Artist to Artist: Jennifer Monson and DD Dorvillier on the Body as Archive

DD Dorvillier and Jennifer Monson in "RMW(a) & RMW," 2010. Photo by Val Oliveiro.

DD Dorvillier and Jennifer Monson in “RMW(a) & RMW,” 2010. Photo by Val Oliveiro.


As part of our “Artist to Artist” interview series, choreographers and long-time artistic collaborators DD Dorvillier (2013 Performing Arts) and Jennifer Monson (2000 Performing Arts) sat down to discuss Jennifer’s recent performance project, Live Dancing Archive, which she presented at The Kitchen in February 2013. The following is an excerpt from their conversation.
DD Dorvillier: To start, I thought I would take on something you wrote to me: “I am interested in the possibility of the body as an archive on multiple scales at once both temporal and spatial, human and adjacent to human—the particularities of experience as something that is impermanent and leaves multiple kinds of traces, and the relationships of transmission and reception in the sound scores, in the dancing and the audience.” This idea of the possibility of the body as an archive on multiple scales—do you think of this as a metaphor, or is it an actual practice, or is it something in between? In other words, what does the body as an archive LOOK like or FEEL like?
Jennifer Monson: Well, I think like all archives… Maybe I need to start by sharing with you this story that Selene Colburn told me about these archives that she was working on in Vermont. There was an important figure who donated all of her belongings to the library, and Selene told me about these “hay receipts”…
DD: What?
Jennifer: HAY receipts—so from the 1930s to the 1970s, every bit of hay they had either sold or bought was documented in these receipts.  So, if you think about this as an archive, my first question was like, What meaning can hay receipts have?! But of course there’s all kinds of meaning that we can gather, in terms of economic, political, agricultural, even atmospheric and meteorological information, that might not necessarily be apparent to the person who has been saving the receipts, but becomes apparent afterwards. The person saving the receipts is just worried about doing her taxes or something… [DD laughs] So this points to the important information about the future that is contained in our past.
In the same way, I don’t think I was really aware when I started my project Bird Brain what I was doing. [Laughs.] I wanted to dance outside and many other things. I wanted to put myself in different kinds of ecosystems and different kinds of communities and use dancing as my tool—to look at how dance might transmit information about ecological systems. And when I finished the project, that’s when I realized that there was something I couldn’t write down or talk about or edit in the video. There was something really particular about the way my body had produced knowledge about the world to myself, so my question is also: Does it produce knowledge of the world to other people through the dancing? Because the dancing has the capacity to move through space and time and evoke relationships across systems that are very much about a living body’s presence of sensory and perceptual information.
DD: It’s about a living body’s experience of presence, and whose living body is it…

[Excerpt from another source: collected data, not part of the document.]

PR #1421, opened 2026-05-08
[Quantization] MSE-calibrate every per-expert weight in fused-experts MoE

cjluo-nv:
### What does this PR do?

Type of change: Bug fix

Two-part fix for transformers 5.x fused-experts containers (Qwen3-MoE / Qwen3.5-MoE / Mixtral / DeepSeek / Kimi-K2.x ...) where weight quantizers live in `nn.ModuleList`s (`gate_up_proj_weight_quantizers`, `down_proj_weight_quantizers`):

1. **Per-expert weight iteration for calibration.** Add `_QuantFusedExperts.iter_weights_for_calibration` that yields per-expert `(weight_slice, quantizer)` pairs for both projections. The base impl uses singular `*_weight_quantizer` and silently skips fused-experts modules, so weight-only calibration paths never reached per-expert quantizers.

2. **`mse_calibrate` refactor.**
   - Add `_bootstrap_uncalibrated_weight_quantizers` after `max_calibrate` to populate `_amax` on quantizers the forward pass didn't reach (dead MoE experts that received no calibration tokens). Runs the existing calibrator on the weight slice surfaced by `iter_weights_for_calibration`.
   - Replace the singular-only `weight_attr_names` discovery + `getattr`-by-name walk with an `iter_weights_for_calibration` walk done inside each parent module's `enable_weight_access_and_writeback` context, so MSE processes every per-expert quantizer (active and dead) and remains FSDP-safe.

Without this, the export-time fallback in `_export_fused_experts` derived separate gate/up amaxes from each half of the fused weight, breaking the `gate==up` `weight_scale_2` invariant on dead experts.

Also includes:
- `_sanitize_generation_config_for_save` in `unified_export_hf` — coerces `do_sample=True` when an upstream `generation_config.json` has `top_k`/`top_p` set, so newer transformers' strict validate doesn't block `save_pretrained`.
- Small companion plumbing in `moe_utils.py`, `tensor_quantizer.py`, and `core_utils.py` to support the per-expert iteration and bootstrap path.

### Usage

```python
from modelopt.recipe import load_config

# Recipe `nvfp4_experts_only_mse-kv_fp8_cast` (already on main) now correctly
# MSE-calibrates every per-expert weight quantizer in fused-experts MoE models.
cfg = load_config("general/ptq/nvfp4_experts_only_mse-kv_fp8_cast")
mtq.quantize(model, cfg, forward_loop=calibration_forward_loop)
```

### Testing

**Original validation — Qwen3.5-122B-A10B with `nvfp4_experts_only_mse-fp8_cast_kv`:**
- **Before:** 1/12288 (layer 38 expert 69) `gate \!= up`; 0 weights MSE-calibrated.
- **After:** 0/12288 mismatches; 24576 weights MSE-calibrated; ~4.2 min.

**End-to-end pipeline validation — Qwen3.5-35B-A3B (40 layers × 256 experts × 2 projections = 20,480 per-expert weight quantizers), TRT-LLM 1.3.0rc13 + transformers 5.6 docker, single B200:**

| | Path A (4-sample calib, deliberately undercalibrated) | Path B (zero forward-pass tokens) |
|---|---|---|
| Per-expert weight quantizers calibrated | 20,480 / 20,480 | 20,480 / 20,480 |
| Missing `_amax` | 0 | 0 |
| All-zero `_amax` | 0 | 0 |
| `mtq.quantize` time | 25–34 s | 23 s |

- **Cross-path diff:** every per-expert weight amax matches **bit-for-bit** between the two paths (`n=20480 exact=20480 diff=0 max_rel=0`). With 8/256 experts routed per token and 4 calib samples, almost all experts are "dead" in Path A. Bootstrap fills them from `max(|weight|)`, MSE searches deterministically from there → identical to Path B which bootstraps everything.
- **Export to HF NVFP4 checkpoint** succeeded (~95 s, 22 GB checkpoint). Resulting `generation_config.json` has `do_sample: true` (upstream had `top_k=20` + `top_p=0.95` which would have failed strict validate).
- **TRT-LLM inference loaded the checkpoint and generated text:** `"Born in north-east France, Soyer trained as a"` → `" tailor. Demonstrating his craft at a young age, at 20 he moved to Paris at the requests of the noble people of Picardy."` (coherent grammar; factually wrong as expected with 4-sample calib, but no NaN/Inf in logits, no scale-mismatch crash). 92 GB GPU memory used.

- Did you write any new necessary tests?: ❌ <\!-- relies on existing recipe-level integration coverage; verified end-to-end on Qwen3.5-122B-A10B and Qwen3.5-35B-A3B + TRT-LLM 1.3.0rc13 -->
- Did you get Claude approval on this PR?: ❌ <\!-- will run \`/claude review\` -->

### Additional Information

Follow-up to PR #1407 (MSE+FP8-cast-KV recipes). The recipe YAML files landed there; this PR fixes the calibration codepath so the MSE recipes actually exercise per-expert weight quantizers in fused-experts MoE containers.

## Summary by CodeRabbit

* **Bug Fixes**
  * Fixed generation configuration validation for HuggingFace model exports.
  * Improved handling of quantization shape mismatches during expert weight export.

* **New Features**
  * Enhanced calibration process with automatic population of missing expert quantizers.
  * Added grouped quantizer synchronization for improved multi-expert quantization.

* **Tests**
  * Added regression tests for fused expert export and calibration correctness.

[Review Change Stack](https://app.coderabbit.ai/change-stack/NVIDIA/Model-Optimizer/pull/1421)

### DIFF
--- a/modelopt/torch/quantization/model_calib.py
+++ b/modelopt/torch/quantization/model_calib.py
@@ -64,7 +64,97 @@ __all__ = [
     "max_calibrate",
     "smoothquant",
     "svdquant",
+    "sync_grouped_weight_global_amax",
 ]
+
+
+# Sibling weight-quantizer name groups whose ``global_amax`` should share an
+# FP8 scale-of-scales. All members of a group sit under the same parent module
+# (e.g. one self-attention or one MLP block) and either consume the same input
+# tensor or get fused at deployment, so a divergent global_amax across siblings
+# would split their FP8 grids and skew the round.
+_GROUPED_WEIGHT_QUANTIZER_PATTERNS: tuple[tuple[str, ...], ...] = (
+    # Standard self-attention (skipped for fused qkv_proj — single weight).
+    ("q_proj", "k_proj", "v_proj"),
+    # Gated MLP, modern naming (Llama / Qwen / Mistral / etc.).
+    ("gate_proj", "up_proj"),
+    # Gated MLP, older Mixtral-style naming.
+    ("w1", "w3"),
+)
+
+
+def _is_calibrated_nvfp4_static_weight_quantizer(q) -> bool:
+    """True for an NVFP4-static weight quantizer that ``max_calibrate`` already
+    populated with a per-block ``_amax`` and that is currently enabled.
+    """
+    return (
+        isinstance(q, TensorQuantizer)
+        and not q._disabled
+        and q.is_nvfp4_static
+        and hasattr(q, "_amax")
+        and q._amax is not None
+    )
+
+
+def _collect_grouped_linears(model: nn.Module) -> list[list[nn.Module]]:
+    """Find groups of Linear-like submodules whose NVFP4-static weight quantizers
+    should share ``global_amax`` (Q/K/V under one attention parent; gate/up under
+    one MLP parent).
+    """
+    groups: list[list[nn.Module]] = []
+    wq_attr = quantizer_attr_names("weight").weight_quantizer
+    for parent in model.modules():
+        for sibling_names in _GROUPED_WEIGHT_QUANTIZER_PATTERNS:
+            members: list[nn.Module] = []
+            for n in sibling_names:
+                child = getattr(parent, n, None)
+                if child is None:
+                    continue
+                wq = getattr(child, wq_attr, None)
+                if _is_calibrated_nvfp4_static_weight_quantizer(wq):
+                    members.append(child)
+            if len(members) >= 2:
+                groups.append(members)
+    return groups
+
+
+@torch.no_grad()
+def sync_grouped_weight_global_amax(model: nn.Module) -> int:
+    """Sync ``global_amax`` across sibling NVFP4-static weight quantizers.
+
+    For each group of siblings (Q/K/V projections under one attention parent;
+    gate/up — a.k.a. ``w1``/``w3`` — under one MLP parent) unifies the
+    NVFP4 ``global_amax`` so the per-block FP8 round picks scales against a
+    consistent FP8 grid across the group during MSE / local-Hessian search.
+
+    Reuses :func:`modelopt.torch.export.quant_utils.preprocess_linear_fusion`
+    (whose ``NVFP4StaticQuantizer`` branch performs the same
+    ``max(stack(global_amax))`` unification at export time). To call it before
+    MSE, this helper first promotes each grouped weight quantizer to
+    :class:`NVFP4StaticQuantizer` with its local ``global_amax`` (=
+    ``reduce_amax(_amax)``); ``preprocess_linear_fusion`` then unifies in
+    place.
+
+    Must be called after ``max_calibrate`` has populated each weight
+    quantizer's ``_amax``. Idempotent. Returns the number of groups synced.
+    """
+    from modelopt.torch.export.quant_utils import preprocess_linear_fusion
+
+    n_groups = 0
+    for group in _collect_grouped_linears(model):
+        # Promote each member's weight quantizer so `preprocess_linear_fusion`
+        # sees post-conversion NVFP4StaticQuantizers (its NVFP4 branch reads
+        # `global_amax`, which only exists post-promotion).
+        wq_attr = quantizer_attr_names("weight").weight_quantizer
+        for child in group:
+            wq = getattr(child, wq_attr)
+            if not isinstance(wq, NVFP4StaticQuantizer):
+                local_global = reduce_amax(wq._amax, axis=None)
+                NVFP4StaticQuantizer.from_tensor_quantizer(wq, global_amax=local_global)
+        preprocess_linear_fusion(group)
+        n_groups += 1
+    return n_groups
+
 
 CalibratorFactory: TypeAlias = Callable[
     [torch.Tensor, int | tuple | list | None, Callable[..., torch.Tensor]], _Calibrator
@@ -349,6 +439,13 @@ def mse_calibrate(
     # Step 1: First get initial amax using max calibration
     max_calibrate(model, forward_loop, distributed_sync)
 
+    # Step 1b: Sync global_amax across sibling NVFP4-static weight quantizers
+    # (q/k/v_proj under one attention block; gate/up — a.k.a. w1/w3 — under one
+    # MLP block) so their FP8 scale-of-scales matches and the per-block FP8
+    # round uses a consistent grid. No-op when there are no sibling groups
+    # (e.g. fused QKV / fused gate_up_proj).
+    sync_grouped_weight_global_amax(model)
+
     # Step 2: Replace calibrators with MseCalibrator for enabled quantizers
     # and identify weight quantizers
     weight_quantizers = []
@@ -360,19 +457,16 @@ def mse_calibrate(
                 # Get the initial amax from max calibration
                 initial_amax = module._amax.clone().detach()
 
-                is_nvfp4_static = (
-                    module.is_static_block_quant
-                    and module._num_bits == (2, 1)
-                    and module._block_sizes is not None
-                    and module._block_sizes.get("scale_bits") == (4, 3)
-                )
+                is_nvfp4_static = module.is_nvfp4_static
 
                 if is_nvfp4_static:
-                    # Compute and set global_amax
-                    global_amax = reduce_amax(initial_amax, axis=None)
-
-                    # Convert to NVFP4StaticQuantizer in-place
-                    NVFP4StaticQuantizer.from_tensor_quantizer(module, global_amax=global_amax)
+                    # If sync_grouped_weight_global_amax already promoted this
+                    # quantizer (it's a sibling in a Q/K/V or gate/up group),
+                    # its global_amax has been unified across the group; just
+                    # leave it. Otherwise convert + set local global_amax.
+                    if not isinstance(module, NVFP4StaticQuantizer):
+                        global_amax = reduce_amax(initial_amax, axis=None)
+                        NVFP4StaticQuantizer.from_tensor_quantizer(module, global_amax=global_amax)
 
                 if fp8_scale_sweep:
                     # Check if backend has a registered custom calibrator factory.
@@ -612,6 +706,11 @@ def local_hessian_calibrate(
     print_rank_0("local_hessian: Running max calibration for all quantizers...")
     max_calibrate(model, forward_loop, distributed_sync)
 
+    # Sync global_amax across sibling NVFP4-static weight quantizers
+    # (q/k/v_proj, gate/up_proj a.k.a. w1/w3) so the FP8 scale-of-scales
+    # is consistent across the group. Idempotent; no-op when fused.
+    sync_grouped_weight_global_amax(model)
+
     # Setup helpers for all quantized linear modules
     name_to_module = dict(model.named_modules())
     weight_quantizers_info = []
@@ -666,14 +765,9 @@ def local_hessian_calibrate(
 
             return xq
 
-        is_nvfp4_static = (
-            weight_quantizer.is_static_block_quant
-            and weight_quantizer._num_bits == (2, 1)
-            and weight_quantizer._block_sizes is not None
-            and weight_quantizer._block_sizes.get("scale_bits") == (4, 3)
-        )
+        is_nvfp4_static = weight_quantizer.is_nvfp4_static
 
-        if is_nvfp4_static:
+        if is_nvfp4_static and not isinstance(weight_quantizer, NVFP4StaticQuantizer):
             global_amax = reduce_amax(initial_amax, axis=None)
             NVFP4StaticQuantizer.from_tensor_quantizer(weight_quantizer, global_amax=global_amax)
 
--- a/modelopt/torch/quantization/model_calib.py
+++ b/modelopt/torch/quantization/model_calib.py
@@ -52,7 +52,6 @@ from .utils import (
     promote_nvfp4_static_quantizers,
     quantizer_attr_names,
     reduce_amax,
-    weight_attr_names,
 )
 from .utils.calib_utils import _GPTQ_HELPER_REGISTRY, GPTQHelper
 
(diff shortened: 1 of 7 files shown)


meenchen (commented):

Follow-up bug fix to #1407 for dead-expert MSE calibration in fused-experts MoE. The design is not a new subsystem — the new `sync_grouped_weight_global_amax` composes on the existing `preprocess_linear_fusion` from `quant_utils.py`, and `iter_weights_for_calibration` extends an already-existing base-class hook. The fix targets a real correctness bug (gate/up `weight_scale_2` divergence on experts that received no calibration tokens), backed by end-to-end Qwen3.5-122B numbers (0/12288 vs 1/12288 mismatches).

Reasons I did not approve:

1. **No unit tests for non-trivial new behavior.** The PR body explicitly opts out ("Did you write any new necessary tests?: ❌"). `tests/unit/torch/quantization/plugins/test_fused_experts.py` already has good infrastructure (`_SyntheticFusedExperts`, `TestFusedExpertsCalibration`) that could exercise:
   - `_QuantFusedExperts.iter_weights_for_calibration` yielding `num_experts * 2` pairs.
   - `_bootstrap_uncalibrated_weight_quantizers` populating `_amax` on never-routed experts (simulate by only routing to a subset in `forward_loop`).
   - The new `_export_fused_experts` per-block amax reshape path for NVFP4 (the existing `test_uncalibrated_expert_gate_up_share_amax` covers the per-tensor fallback but not the new `amax.numel() % fused_total == 0` reshape branch).
   - `sync_grouped_weight_global_amax` unifying `global_amax` across a Q/K/V sibling group.

2. **`_sanitize_generation_config_for_save` silently mutates user state.** It flips `do_sample=False → True` on the model's live `generation_config` whenever `top_k`/`top_p` is set, and this mutation is persisted to the exported `generation_config.json`. In practice this is a semantic no-op for greedy decoding, but the change is invisible to the caller. Consider (a) emitting a warning naming the fields being rewritten, or (b) doing the mutation on a copy that's scoped to the `save_pretrained` call only.

3. **`_GROUPED_WEIGHT_QUANTIZER_PATTERNS` is architecture-name heuristic.** The hardcoded tuple covers Llama/Qwen/Mistral/Mixtral but will silently miss any model using different attribute names (`wqkv`, fused `qkv_proj`, DeepSeek naming variants, etc.) — grouped unification would just not run and export would fall back to per-module amax. Worth either documenting this as a known limitation in the docstring or logging when a model has NVFP4-static quantizers but produces zero groups.

Minor: `sync_grouped_weight_global_amax` is added to `__all__` as public API, but given the hardcoded sibling-name heuristic it's really an internal helper; consider dropping it from `__all__` or renaming to `_sync_...`.

No licensing changes. Size is fine (+195/-71 across 6 files). Happy for a human reviewer with MoE export context to make the final call on the testing gap and the generation_config mutation policy.

meenchen (commented):

Re-review of #1421 (dead-expert MSE calibration for fused-experts MoE).

**Previous critical comments — addressed:**
- ✅ `_bootstrap_uncalibrated_weight_quantizers` now runs inside `enable_weight_access_and_writeback(module, model, name_to_module)` and the blanket try/except was removed (addresses CodeRabbit FSDP-safety concern).
- ✅ Unit tests added in `tests/unit/torch/quantization/plugins/test_fused_experts.py`: `test_bootstrap_populates_dead_expert_quantizers` exercises the dead-expert path end-to-end including the `max(|weight|)` invariant, and `test_per_block_amax_reshape_for_fused_export` guards the new NVFP4 per-block amax reshape branch in `_export_fused_experts`. Addresses meenchen's main nudge reason.
- ✅ The new helpers are underscore-prefixed and not exported in `__all__` (addresses the "public API for hardcoded heuristic" concern).
- ✅ `_GROUPED_WEIGHT_QUANTIZER_PATTERNS` limitation is documented in the `_sync_grouped_weight_global_amax` docstring and a warning is emitted when matching fails despite NVFP4-static quantizers existing.

**Still unresolved (minor, non-blocking individually):**
- ❌ `_sanitize_generation_config_for_save` still mutates `model.generation_config.do_sample` in-place with no restore. If `save_pretrained` raises, `_unpatch_revert_weight_conversion` still runs (it's in `finally`) but `do_sample` is never reverted — callers reusing the model object silently get `do_sample=True`. A try/finally-scoped restore (captured-original-value pattern) was suggested twice by CodeRabbit and not applied. Consider wrapping in the existing `try/finally` around `model.save_pretrained`.
- ❌ `_sync_grouped_weight_global_amax` warning is still gated only on `has_nvfp4_static`, so models with only standalone NVFP4 linears (no Q/K/V or gate/up siblings at all) will emit a misleading warning every time `mse_calibrate`/`local_hessian_calibrate` runs. A guard on "candidate siblings exist" would make it actionable.
- ❌ No MSE end-to-end test — the bootstrap path is only exercised via the direct helper, not via `mse_calibrate(..., algorithm="mse")`. If a future refactor stops calling the helper from `mse_calibrate`, the test won't catch it.

**Design check:** not a new subsystem. `_sync_grouped_weight_global_amax` composes on `preprocess_linear_fusion` from `quant_utils.py`; `iter_weights_for_calibration` extends an existing base-class hook; new helpers are small and localized.

No licensing changes. Size OK (+423/-71, 7 files). Core correctness fix looks right and is backed by end-to-end Qwen3.5-122B/35B validation. Flagging for human sign-off on the three minor items above — all three are stylistic/defensive rather than correctness bugs, but were called out explicitly by the previous reviewers and not acted on.

modelopt/torch/quantization/model_calib.py
```diff
@@ -66,6 +65,127 @@
...
+                ):
+                    members.append(child)
+            if len(members) >= 2:
+                groups.append(members)
+    return groups
+
+
+@torch.no_grad()
+def _bootstrap_uncalibrated_weight_quantizers(model: nn.Module) -> int:
+    """Populate ``_amax`` from weights for quantizers the forward pass didn't reach.
```
jenchen13: @realAsma After PTQ, if there are uncalibrated amaxes I thought we intentionally want to throw an error/warning and tell user to increase number of samples/seq length. this changes the behavior to automatically fill in the amaxes without any logging/warning which seems problematic.

this docstring is also misleading -- it sounds like you are loading amax from the weights but should say that you are recalibrating weights with missing `_amax`

modelopt/torch/quantization/model_calib.py
```diff
@@ -66,6 +65,127 @@
...
+                NVFP4StaticQuantizer.from_tensor_quantizer(
+                    wq, global_amax=reduce_amax(wq._amax, axis=None)
+                )
+        preprocess_linear_fusion(group)
+        n_groups += 1
+
+    if n_groups == 0:
+        # Surface architectures whose Q/K/V or gate/up siblings don't match the
+        # pattern list — without this, sibling-sync is a silent no-op.
+        has_nvfp4_static = any(
```
jenchen13: why not reuse the `is_nvfp4_static` method from `modelopt/torch/quantization/nn/modules/tensor_quantizer.py` ?

modelopt/torch/quantization/model_calib.py
```diff
@@ -412,52 +525,50 @@ def mse_calibrate(
                     quant_func=partial(_mse_quant_func, quantizer=module),
                 )
 
-    # Identify weight quantizers by checking if they have corresponding weight parameters
+    # Step 3: calibrate weight quantizers via iter_weights_for_calibration.
```
jenchen13, line 506: this comment is too long and specific to fused experts. remove mention of fused experts to make it more generic and in general reduce length of AI comments

modelopt/torch/quantization/model_calib.py
```diff
@@ -412,52 +525,50 @@ def mse_calibrate(
...
+                cal = weight_quantizer._calibrator
+                if cal.compute_amax() is not None:
+                    weight_quantizer.load_calib_amax()
 
-        weight_quantizer.enable_quant()
-        weight_quantizer.disable_calib()
+                weight_quantizer.enable_quant()
+                weight_quantizer.disable_calib()
 
-        # Synchronize ALL CUDA devices before resetting to ensure all async operations complete
```
jenchen13, line 448: why is this comment removed?

cjluo-nv: The old comment described the previous `weight_attr_names` lookup; with the refactor to `parent_module.iter_weights_for_calibration()` the call site is self-describing. Trimmed the replacement block to a single line per your other comment.

modelopt/torch/quantization/model_calib.py
```diff
@@ -66,6 +65,116 @@
...
+            f"Bootstrapped {n} weight quantizer(s) with no routed calibration tokens; "
+            f"their activation quantizers (if any) remain uncalibrated. "
+            f"Increase calib size/seq len to activate all experts.",
+            stacklevel=2,
+        )
+    return n
+
+
+@torch.no_grad()
+def _sync_grouped_weight_global_amax(model: nn.Module) -> int:
```
meenchen, line 143: This function is also useful for other algorithms like AWQ and GPTQ. We need to sync the amax for fused layers before some algorithm begins. cc @sychen52 on the design of fused modules.

meenchen (approved):
LGTM

modelopt/torch/quantization/model_calib.py
```diff
@@ -66,6 +65,116 @@
     "svdquant",
 ]
 
+
+# Sibling weight groups that should share an FP8 scale-of-scales after fusion.
+_GROUPED_WEIGHT_QUANTIZER_PATTERNS: tuple[tuple[str, ...], ...] = (
+    ("q_proj", "k_proj", "v_proj"),
+    ("gate_proj", "up_proj"),  # Llama/Qwen/Mistral
+    ("w1", "w3"),  # Mixtral
+)
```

Jennifer Monson, “Bird Brain,” Osprey Migration dance research clips, 2002

Jennifer: So I realized after I finished Bird Brain that there was this history of information or knowledge or experience that was in my body that I couldn’t transmit quickly to other bodies. When I was working with other dancers on other migration-based project, even on this year-long project I did at the Ridgewood Reservoir, there was still something that…I don’t want to say was lacking but something that hadn’t quite evolved in the dancers I was working with. Sometimes I wish that I had used the same dancers in all of the migrations because, for me and Alejandra [Martorell, a Bird Brain collaborator], there was an accumulation of a really vast kind of knowledge that wasn’t about dance technique or intellectual and conceptual understanding of the phenomena we were studying. It was a kind of culmination or processing through of this daily experience of living outside, teaching the workshops to different people at every performance. Every day we were tuning and honing our perceptual and sensory relationship to the world very specifically, and I think that accumulated into this archive. We were navigating and negotiating these very different landscapes, but with the same tools, and…I don’t know…if you could break down the Earth into a certain set of materials that make up this living Earth… We had this certain set of simple tools that we used to create movement in response to these basic living systems and this generated a way of knowing or understanding the landscapes and phenomena we were relating to.
DD: One thing that is really getting me is that you had this practice. Going back to what you said—that you didn’t know what you were doing with these migratory projects—but you knew to an extent because you got there, you organized it and you did this practice every day, not necessarily projecting what ultimately it is producing, but knowing that it is producing a practice. And now, looking back and calling it an archive or looking at it through an archival lens gives it a kind of distance and frame that lets you rediscover it as a practice. So this kind of archival response is a relief in that it doesn’t remain an archive that is a bundle of receipts that get donated to a library that someone has to deal with and find space and archival storage for it. But this gesture of looking towards consistent practice over several years on a big project and what it produced for you personally and also artistically—this gesture of looking back—it isn’t a looking back to finish things, it’s a looking back, but into the future somehow.
Jennifer: Yea, I think that makes a lot of sense and I think the most moving thing to me was the way in which performing the piece was a practice that was so different every night.
DD: You mean the performance recently at The Kitchen?
Jennifer: Yes, each performance was so shaped by who was in the audience and the indeterminate ways my memory and body responded to the present moment.  I was always aware of what was absent—what I am not able to literally reconstruct but am potentially able to map out through my improvisational practice. I think something about that reminds me very much of the way the world changes in front of us, or the way ecological systems change before us, and I have always made this kind of metaphor between the reconstruction of a landscape and the reconstruction of the material for this piece. You never can fully reconstruct an ecosystem. You know once it’s been disturbed it will be changed. You can only reconstruct the relationships between the different elements of the system. You know, this idea that corporations develop huge tracts of land and then create a bit of wetlands in exchange—whatever they make will have completely different dynamics. It may thrive but you can’t ever reproduce the functionality of an original wetlands (or at least we haven’t figured it out yet).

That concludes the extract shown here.